== PROVIDED INFORMATION ==
PR #2890, opened 2022-12-22
feat: add the ability to duplicate a page

neatbyte-vnobis:
## Changes
Resolves issue "Add the ability to duplicate a page"

## How Has This Been Tested?
Manual

## Documentation
None

### DIFF
--- a/packages/api-page-builder/src/graphql/graphql/pages.gql.ts
+++ b/packages/api-page-builder/src/graphql/graphql/pages.gql.ts
@@ -236,6 +236,9 @@ const createBasePageGraphQL = (): GraphQLSchemaPlugin<PbContext> => {
                     # Update page by given ID.
                     updatePage(id: ID!, data: PbUpdatePageInput!): PbPageResponse
 
+                    # Duplicate page by given ID.
+                    duplicatePage(id: ID!): PbPageResponse
+
                     # Publish page
                     publishPage(id: ID!): PbPageResponse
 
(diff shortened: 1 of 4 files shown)


SvenAlHamad:
@neatbyte-vnobis  - on this one, two minor adjustments:
1. Instead of having "Copy" as the label in the drop down menu, please say "Duplicate"
2. When a duplicated page is created, please select it so that the duplicated page selected in the left menu and its preview is show in the right preview bar

SvenAlHamad:
This one is good from my end. @Pavel910 - please check how the code implementation looks.

Pavel910 (changes requested):
@neatbyte-vnobis This solution is problematic  because the `settings` addition to the GraphQL queries is hardcoded, but in reality those settings can be extended with plugins, which means that you will lose information by implementing it this way.

It would be far better to move this whole logic to the API side, and add a `duplicatePage` mutation. It will be cleaner, and easier to handle. Plus, other developers would be able to use this new method programmatically. On the React side, you will just need to call that mutation, and when you get the data back, update the Apollo cache as you're already doing now.

neatbyte-vnobis:
@Pavel910 please review fix for your comment

packages/api-page-builder/src/graphql/graphql/pages.gql.ts
```diff
@@ -452,6 +455,31 @@ const createBasePageGraphQL = (): GraphQLSchemaPlugin<PbContext> => {
...
 
+                    duplicatePage: async (_, args: any, context) => {
+                        try {
+                            const page = await context.pageBuilder.getPage(args.id);
+                            const { id: duplicatedPageId } = await context.pageBuilder.createPage(
+                                page.category
+                            );
+
+                            const duplicatedPageData = {
+                                title: `(Copy) ${page.title}`,
```
adrians5j:
```suggestion
                                title: `${page.title} (Copy) `,
```

packages/app-page-builder/src/admin/plugins/pageDetails/header/pageOptionsMenu/PageOptionsMenu.tsx
```diff
@@ -69,6 +81,45 @@ const PageOptionsMenu: React.FC<PageOptionsMenuProps> = props => {
...
+            await client.mutate({
+                mutation: DUPLICATE_PAGE,
+                variables: { id: page.id },
+                update(cache, { data }) {
+                    if (data.pageBuilder.duplicatePage.error) {
+                        return;
+                    }
+
+                    GQLCache.addPageToListCache(cache, data.pageBuilder.duplicatePage.data);
+                    showSnackbar(`Duplicated "${page.title}".`);
```
adrians5j:
```suggestion
                    showSnackbar(`The page "${page.title}" was duplicated successfully.`);
```

adrians5j (changes requested):
A couple of tiny nit picks, but all in all we're good.
Let's just take care of these and we're good to merge.

Thank you!

adrians5j (approved):

PR #2895, opened 2022-12-24
Introducing App Aliases

adrians5j:
## Changes
With this PR, we're introducing app aliases. In other words, upon running CLI commands, instead of users having to type `apps/api` all the time, now they can just type `api`. 

```yarn webiny deploy api --env dev```

This is possible via the newly introduced `appAliases` param that's now available in the `webiny.project.ts` config file:

image

This change will not only make it easier for users to type the commands, but will also easen the communication.

All new projects will receive this configuration out of the box. Existing projects will receive these once they upgrade.

## How Has This Been Tested?
Manually.

## Documentation
Changelog.


leopuleo (approved):
👍

PR #2896, opened 2022-12-24
Enable Defining Environment Variables via `webiny.project.ts`

adrians5j:
## Changes
In some cases, users might want to define environment variables "more statically", in a config file that's pushed to git and doesn't contain secrets or other sensitive info. For example, feature flags or similar values that set up the default app behaviour.

This is now possible via the `webiny.project.ts` file, via exported config's `env` property:

image

## How Has This Been Tested?
Manually.

## Documentation
Will update https://www.webiny.com/docs/core-development-concepts/basics/environment-variables.

### DIFF
--- a/packages/cli/cli.js
+++ b/packages/cli/cli.js
@@ -1,32 +1,11 @@
 #!/usr/bin/env node
-const path = require("path");
 const yargs = require("yargs");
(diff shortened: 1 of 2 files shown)


leopuleo (approved):
Make sense! Thanks @adrians5j  👍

== THE TASK ==
What you return should match the entries above exactly.

== PROBLEM SOLUTION ==
PR #2890, opened 2022-12-22
feat: add the ability to duplicate a page

neatbyte-vnobis:
## Changes
Resolves issue "Add the ability to duplicate a page"

## How Has This Been Tested?
Manual

## Documentation
None

### DIFF
--- a/packages/api-page-builder/src/graphql/graphql/pages.gql.ts
+++ b/packages/api-page-builder/src/graphql/graphql/pages.gql.ts
@@ -236,6 +236,9 @@ const createBasePageGraphQL = (): GraphQLSchemaPlugin<PbContext> => {
                     # Update page by given ID.
                     updatePage(id: ID!, data: PbUpdatePageInput!): PbPageResponse
 
+                    # Duplicate page by given ID.
+                    duplicatePage(id: ID!): PbPageResponse
+
                     # Publish page
                     publishPage(id: ID!): PbPageResponse
 
(diff shortened: 1 of 4 files shown)


SvenAlHamad:
@neatbyte-vnobis  - on this one, two minor adjustments:
1. Instead of having "Copy" as the label in the drop down menu, please say "Duplicate"
2. When a duplicated page is created, please select it so that the duplicated page selected in the left menu and its preview is show in the right preview bar

SvenAlHamad:
This one is good from my end. @Pavel910 - please check how the code implementation looks.

Pavel910 (changes requested):
@neatbyte-vnobis This solution is problematic  because the `settings` addition to the GraphQL queries is hardcoded, but in reality those settings can be extended with plugins, which means that you will lose information by implementing it this way.

It would be far better to move this whole logic to the API side, and add a `duplicatePage` mutation. It will be cleaner, and easier to handle. Plus, other developers would be able to use this new method programmatically. On the React side, you will just need to call that mutation, and when you get the data back, update the Apollo cache as you're already doing now.

neatbyte-vnobis:
@Pavel910 please review fix for your comment

packages/api-page-builder/src/graphql/graphql/pages.gql.ts
```diff
@@ -452,6 +455,31 @@ const createBasePageGraphQL = (): GraphQLSchemaPlugin<PbContext> => {
...
 
+                    duplicatePage: async (_, args: any, context) => {
+                        try {
+                            const page = await context.pageBuilder.getPage(args.id);
+                            const { id: duplicatedPageId } = await context.pageBuilder.createPage(
+                                page.category
+                            );
+
+                            const duplicatedPageData = {
+                                title: `(Copy) ${page.title}`,
```
adrians5j:
```suggestion
                                title: `${page.title} (Copy) `,
```

packages/app-page-builder/src/admin/plugins/pageDetails/header/pageOptionsMenu/PageOptionsMenu.tsx
```diff
@@ -69,6 +81,45 @@ const PageOptionsMenu: React.FC<PageOptionsMenuProps> = props => {
...
+            await client.mutate({
+                mutation: DUPLICATE_PAGE,
+                variables: { id: page.id },
+                update(cache, { data }) {
+                    if (data.pageBuilder.duplicatePage.error) {
+                        return;
+                    }
+
+                    GQLCache.addPageToListCache(cache, data.pageBuilder.duplicatePage.data);
+                    showSnackbar(`Duplicated "${page.title}".`);
```
adrians5j:
```suggestion
                    showSnackbar(`The page "${page.title}" was duplicated successfully.`);
```

adrians5j (changes requested):
A couple of tiny nit picks, but all in all we're good.
Let's just take care of these and we're good to merge.

Thank you!

adrians5j (approved):

PR #2895, opened 2022-12-24
Introducing App Aliases

adrians5j:
## Changes
With this PR, we're introducing app aliases. In other words, upon running CLI commands, instead of users having to type `apps/api` all the time, now they can just type `api`. 

```yarn webiny deploy api --env dev```

This is possible via the newly introduced `appAliases` param that's now available in the `webiny.project.ts` config file:

image

This change will not only make it easier for users to type the commands, but will also easen the communication.

All new projects will receive this configuration out of the box. Existing projects will receive these once they upgrade.

## How Has This Been Tested?
Manually.

## Documentation
Changelog.


leopuleo (approved):
👍

PR #2896, opened 2022-12-24
Enable Defining Environment Variables via `webiny.project.ts`

adrians5j:
## Changes
In some cases, users might want to define environment variables "more statically", in a config file that's pushed to git and doesn't contain secrets or other sensitive info. For example, feature flags or similar values that set up the default app behaviour.

This is now possible via the `webiny.project.ts` file, via exported config's `env` property:

image

## How Has This Been Tested?
Manually.

## Documentation
Will update https://www.webiny.com/docs/core-development-concepts/basics/environment-variables.

### DIFF
--- a/packages/cli/cli.js
+++ b/packages/cli/cli.js
@@ -1,32 +1,11 @@
 #!/usr/bin/env node
-const path = require("path");
 const yargs = require("yargs");
(diff shortened: 1 of 2 files shown)


leopuleo (approved):
Make sense! Thanks @adrians5j  👍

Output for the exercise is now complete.